I'd like to see a separate game that isn't an lcg, with less frequent product releases. Something like "Star Wars: the Adventure Card Game" - inspired by Elder Sign and Warhammer Quest Adventure Card Game. Mainly card based, but chuck some imperial assault style dice in there

On 3/27/2018 at 8:32 AM, jonboyjon1990 said:

The popular and critical acclaim that AHLCG has received + SWLCG going away, makes a co-op SWLCG a safe bet. I think there's definitely a market to sustain Destiny and a co-op SW card game.

But there's problems with a co-op SW lcg from a marketing standpoint. What can they call it? Star Wars the Card Game? That'd be confusing. They can't even call it a 2nd edition, because it'd be unrecognisable from the first.
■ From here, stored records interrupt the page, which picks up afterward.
PR #3964, opened 2025-06-27
Fixed out-of-bound access in CUDA Otsu threshold implementation.

asmorkalov:
The issue introduced in https://github.com/opencv/opencv_contrib/pull/3943
Fixes https://github.com/opencv/opencv_contrib/issues/3962


asmorkalov:
cc @cudawarped

cudawarped:
@cudawarped Nice catch I didn't notice @troelsy hadn't fixed everywhere! 🥳

PR #3980, opened 2025-07-29
ximgproc: optimize Adaptive Manifold function for ARM64

pratham-mcw:

- This PR introduces an ARM64-specific performance optimization in AdaptiveManifoldFilter::h_filter by applying loop unrolling.
- The optimization is guarded with #if defined(_M_ARM64) to ensure it only affects ARM64 builds.
- The optimization does not affect accuracy and maintains the same numerical behavior as the original scalar implementation.

Performance Improvements :

- The optimization significantly improves the performance of adaptive Manifold function on Windows ARM64 targets.
- The table below shows timing comparisons before and after the optimization:
image

### DIFF
--- a/modules/ximgproc/src/adaptive_manifold_filter_n.cpp
+++ b/modules/ximgproc/src/adaptive_manifold_filter_n.cpp
@@ -521,7 +521,7 @@ void AdaptiveManifoldFilterN::h_filter(const Mat1f& src, Mat& dst, float sigma)
 
         dst_row[0] = src_row[0];
         int x = 1;
-    #if defined(_M_ARM64)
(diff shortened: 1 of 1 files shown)


pratham-mcw:
Hi @asmorkalov, just following up on this PR. The loop unrolling in the h_filter function has shown significant performance improvements on Windows-ARM64 targets, while maintaining functional correctness across other architectures. 
Please let me know if there are any additional changes or updates you’d like me to make.

asmorkalov:
I do not see stable improvement on Linux ARM (GCC, Jetson Orin). SO let's merge as is without check extension.

PR #3983, opened 2025-07-31
Add assert to ensure using non-overlapping memory regions

mitresthen:
This pr addresses this issue: https://github.com/opencv/opencv/issues/27429
where the user did not realize that the warpaffine function requires non-overlapping src and dst memory regions. 
The code now compares the input memory regions and asserts that they do not overlap. There is also a test for this functionality.

### DIFF
--- a/modules/cudawarping/src/warp.cpp
+++ b/modules/cudawarping/src/warp.cpp
@@ -208,18 +208,7 @@ void cv::cuda::warpAffine(InputArray _src, OutputArray _dst, InputArray _M, Size
     _dst.create(dsize, src.type());
     GpuMat dst = _dst.getGpuMat();
 
-    const uchar* src_start = src.data;
-    const uchar* dst_start = dst.data;
-
-    size_t src_size = src.step * src.rows;
-    size_t dst_size = dst.step * dst.rows;
-
-    const uchar* src_end = src_start + src_size;
-    const uchar* dst_end = dst_start + dst_size;
-
-    bool overlap = src_end > dst_start && dst_end > src_start;
-
-    CV_Assert(!overlap && "In-place operation not supported for cv::cuda::warpAffine");
+    CV_Assert( src.data != dst.data && "In-place operation not supported for cv::cuda::warpAffine" );
 
     Size wholeSize;
     Point ofs;


cudawarped:
@asmorkalov Should this be a documentation issue? e.g. This function does not support in place operations.

I've been looking through to find a convention for dealing with this.  I've found functions which
1. explicitly document they support in place
2. explicitly document they don't support in place but don't assert on it
3. don't document in place operations
4. clone the source if the source and destination memory locations are equal. e.g. [cv::warpPerspective](https://github.com/opencv/opencv/blob/8dc4ad3ff38ebe998dff29b322f4c3797061220a/modules/imgproc/src/imgwarp.cpp#L2847)
5. use a buffer if the source and destination memory locations are equal. e.g [cv::cuda::SeparableLinearFilter::apply](https://github.com/opencv/opencv_contrib/blob/cb495d9b798a4bb3fed0cc76afe2e90dbf41e799/modules/cudafilters/src/filtering.cpp#L466)

But I haven't found the consistent approach that the original issue implies

> If it does not support inplace operations an error should appear similar to what happens with other functions.

Would it be better in this PR to [document ](https://docs.opencv.org/4.x/db/d29/group__cudawarping.html#ga9e8dd9e73b96bdc8e27d85c0e83f1130)that the function does not support in place operations with a simple assert
```
CV_Assert( src.data == dst.data );
```

mitresthen:
I think the suggestion to document that this function is not meant to be used inplace and combining it with an assertion is the best way forward. 
That way it will be very clear how the function should be used, even those who don't read the function docs will be made aware of the correct usage. The assert also serves as a contract so the function can assume  src.data != dst.data. 
Using source clone or buffering (options 4 and 5) adds unnecessary overhead and hidden complexity to the function. For a low-level library like OpenCV which is often used in realtime applications, this is probably not the best approach.

cudawarped:
> For a low-level library like OpenCV which is often used in realtime applications, this is probably not the best approach.

I agree but I would take it one step futher.  I don't think we should be checking to see if the source and destination are overlapping just that they are not the same for the reason you mentioned

> even those who don't read the function docs will be made aware of the correct usage.

If a user has a source and destination which are not equal but are overlapping then they likely have far bigger issues with their program and an assert on overlap is not going to help them out.

mitresthen:
Fair point! I've simplified it to be an equality check now, and removed all the overlap logic.

asmorkalov:
@cudawarped Thanks a lot for the investigation. You are right, there is no generic rule. Several asserts and copyTo calls we added as ad-hoc solution for some tickets. Different decisions were done depending on context: what the function logic and how it's already used to not break existing code. I would say that current solution with docs and assert is good enough.

asmorkalov (approved):

PR #681, opened 2026-04-08
KUBE-1913: [aks] accelerated networking

ValyaB:
Summary                                                                                                                                                                                                                                                                                                                   
                                                                                                                                                                                                                                                                                                                            
  - Adds accelerated_networking field to the AKS node configuration resource, allowing users to control SR-IOV accelerated networking on node NICs                                                                                                                                                                          
  - Supported values: disabled. If not specified: enable when the VM SKU supports it                                                                         
                                                                                                                                       
                                                                                                                                                                                                                                                                                                                            
  Changes                                                                                                                                                                                                                                                                                                                   
                                                                                                                                                                                                                                                                                                                            
  - New schema field accelerated_networking under aks block (Optional, no provider-side default)                                                                                                                                                                                                                            
  - toAKSAcceleratedNetworkingMode / fromAKSAcceleratedNetworkingMode converters with explicit cases and nil default (consistent with toAKSOSDiskType, toAKSImageFamily)                                                                                                                                                                                                                                                                                                                                                                                                            
  - Unit tests for both flatten and expand paths, including nil/empty cases

### DIFF
--- a/castai/resource_node_configuration.go
+++ b/castai/resource_node_configuration.go
@@ -66,6 +66,8 @@ const (
 	aksEphemeralDiskPlacementCacheDisk    = "cacheDisk"
 	aksEphemeralDiskPlacementResourceDisk = "resourceDisk"
 	aksEphemeralDiskPlacementNVME         = "nvmeDisk"
+	aksAcceleratedNetworkingEnabledIfSupported = "enabled_if_supported"
+	aksAcceleratedNetworkingDisabled           = "disabled"
 )
 
 const (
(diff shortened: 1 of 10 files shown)


castai/resource_node_configuration.go
```diff
@@ -497,6 +499,12 @@ func resourceNodeConfiguration() *schema.Resource {
 							Optional:    true,
 							Description: "Whether to enable encryption at host for provisioned nodes. See https://learn.microsoft.com/en-us/azure/virtual-machines/disk-encryption#encryption-at-host---end-to-end-encryption-for-your-vm-data",
 						},
+						FieldNodeConfigurationAKSAcceleratedNetworking: {
+							Type:             schema.TypeString,
+							Optional:         true,
+							Description:      "Controls SR-IOV accelerated networking on the node NIC. Allowed values: `disabled` (force off regardless of SKU capability). When omitted, the field is not sent to the API and the API default applies.",
```
cirisked, line 505: > When omitted, the field is not sent to the API and the API default applies.

What is API default - `enabled`? Why not to include it in allowed values?

ValyaB: unspecifid - API will apply default AZURE logic: if sku supports EP will enable it

ValyaB: So, specify only when to disable; otherwise, the backend decides whether it is enabled.

cirisked (approved):

PR #697, opened 2026-05-11
CSU-5202: Clarify aggressive mode configuration parameters

oleksandrsan:
aggressive_mode_config takes precedence only when the legacy aggressive_mode is false

---
### What changed
Emits a Terraform warning when the legacy `aggressive_mode` parameter shadows the newer `aggressive_mode_config` block in `castai_rebalancing_schedule`, and clarifies field descriptions to explain precedence.

### Why
Setting both options simultaneously causes silent shadowing and a perpetual diff, because `aggressive_mode=true` overrides the granular config. This surfaces the conflict to the user and steers them toward the recommended `aggressive_mode_config`.

### Key changes
- `castai/resource_rebalancing_schedule.go`
  - Added `warnIfAggressiveModeShadowsConfig` to return a diagnostic warning when both `aggressive_mode=true` and `aggressive_mode_config` are present.
  - Updated `resourceRebalancingScheduleCreate` and `resourceRebalancingScheduleUpdate` to invoke the check and append warnings to the result.
  - Refined schema descriptions for `aggressive_mode` and `aggressive_mode_config` to document precedence.
- `docs/resources/rebalancing_schedule.md`
  - Updated argument descriptions and added an `aggressive_mode_config` example block.
- `examples/resources/castai_rebalancing_schedule/resource.tf`
  - Added an example `aggressive_mode_config` block.

### Impact
During create and update operations, Terraform now surfaces a warning if the legacy `aggressive_mode` flag is set alongside `aggressive_mode_config`, indicating that the config block is ignored and providing remediation steps. This is fully backward compatible.

### DIFF
--- a/castai/resource_rebalancing_schedule.go
+++ b/castai/resource_rebalancing_schedule.go
@@ -282,7 +282,7 @@ func warnIfAggressiveModeShadowsConfig(d *schema.ResourceData) diag.Diagnostics 
 	return diag.Diagnostics{{
 		Severity:      diag.Warning,
 		Summary:       "aggressive_mode_config is ignored while aggressive_mode = true",
-		Detail:        "The legacy `aggressive_mode` overrides `aggressive_mode_config`, so the granular settings will not be applied and Terraform will report a perpetual diff. Set `aggressive_mode = false` to use `aggressive_mode_config`, or remove the `aggressive_mode_config` block.",
+		Detail:        "The legacy `aggressive_mode` overrides `aggressive_mode_config`, so the granular settings will not be applied and Terraform will report a perpetual diff. Set `aggressive_mode=false` to use `aggressive_mode_config`, or remove the `aggressive_mode_config` block.",
 		AttributePath: cty.GetAttrPath("launch_configuration").IndexInt(0).GetAttr("aggressive_mode_config"),
 	}}
 }
--- a/castai/resource_rebalancing_schedule.go
+++ b/castai/resource_rebalancing_schedule.go
@@ -8,6 +8,7 @@ import (
 	"time"
 
 	"github.com/google/uuid"
+	"github.com/hashicorp/go-cty/cty"
 	"github.com/hashicorp/terraform-plugin-log/tflog"
 	"github.com/hashicorp/terraform-plugin-sdk/v2/diag"
 	"github.com/hashicorp/terraform-plugin-sdk/v2/helper/schema"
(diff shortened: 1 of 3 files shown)


castai/resource_rebalancing_schedule.go
```diff
@@ -120,7 +120,7 @@ func resourceRebalancingSchedule() *schema.Resource {
 						"aggressive_mode": {
 							Type:        schema.TypeBool,
 							Optional:    true,
-							Description: "When enabled rebalancing will also consider problematic pods (pods without controller, job pods, pods with removal-disabled annotation) as not-problematic.",
+							Description: "When enabled, rebalancing considers all problematic pods (pods without controller, job pods, pods with removal-disabled annotation) as not-problematic — equivalent to enabling every option in `aggressive_mode_config`.",
```
vladklokun: issue: this isn't true

> equivalent to enabling every option in `aggressive_mode_config`

Local persistent volumes are not included in the legacy aggressive mode definition and would not be set to `true` in the new aggressive mode config during normalization.

I’m fine with the other part of this edit.

castai/resource_rebalancing_schedule.go
```diff
@@ -150,7 +150,7 @@ func resourceRebalancingSchedule() *schema.Resource {
 									},
 								},
 							},
-							Description: "Advanced configuration for aggressive rebalancing mode.",
+							Description: "Advanced configuration for aggressive rebalancing mode. Only takes effect when `aggressive_mode = false` (or unset); while the `aggressive_mode` is `true`, these values are ignored by the backend.",
```
vladklokun: suggestion: instruct customers to migrate to the new option.

We should add a call to action: ask customers to turn off the legacy option.

```suggestion
							Description: "Advanced configuration for the aggressive rebalancing mode. This is the recommended way to configure aggressive rebalancing. Please keep the `aggressive_mode` parameter unset or set it `aggressive_mode=false` before using this config option. When the legacy `aggressive_mode` is set to `true`, it takes precedence over this option.",
```

vladklokun (changes requested):

KarolisL:
Would it be possible to emit a warning when the user sets both  `aggressive_mode_config` and `aggressive_mode=true`?

oleksandrsan:
> Would it be possible to emit a warning when the user sets both `aggressive_mode_config` and `aggressive_mode=true`?

Yeah, but only on apply with SDK v2, cause it does not support diagnostics interface in resource validation. We would need to switch to the newer plugin framework to use it.
I've added warning to apply phase, currently it looks like this:
```
castai_rebalancing_schedule.rebalance["postscale"]: Modifying... [id=6881fdb1-8396-45d0-ae1b-f78468ffa1d0]
castai_rebalancing_schedule.rebalance["postscale"]: Modifications complete after 0s [id=6881fdb1-8396-45d0-ae1b-f78468ffa1d0]
╷
│ Warning: aggressive_mode_config is ignored while aggressive_mode = true
│
│   with castai_rebalancing_schedule.rebalance["postscale"],
│   on main.tf line 81, in resource "castai_rebalancing_schedule" "rebalance":
│   81:     aggressive_mode_config {
│
│ The legacy `aggressive_mode = true` overrides `aggressive_mode_config`, so the granular settings will not be applied and Terraform will report a perpetual
│ diff. Set `aggressive_mode = false` to use `aggressive_mode_config`, or remove the `aggressive_mode_config` block.
╵

Apply complete! Resources: 0 added, 1 changed, 0 destroyed.
```

vladklokun (approved):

I'd like to see a separate game that isn't an lcg, with less frequent product releases. Something like "Star Wars: the Adventure Card Game" - inspired by Elder Sign and Warhammer Quest Adventure Card Game. Mainly card based, but chuck some imperial assault style dice in there

They could call it literally anything.

  • Star Wars: Rebel Cell
  • Star Wars: Fight the Empire
  • Star Wars: Conquest
  • Star Wars: Loth-Cat Squadron
  • Star Wars: The Card Game 2, Electric Boogaloo

Naming the game is a very small issue. I think dice would actually work as a randomization method. You could just use Stars Wars RPG style dice and have opposed roles for the various skill and combat checks that would happen.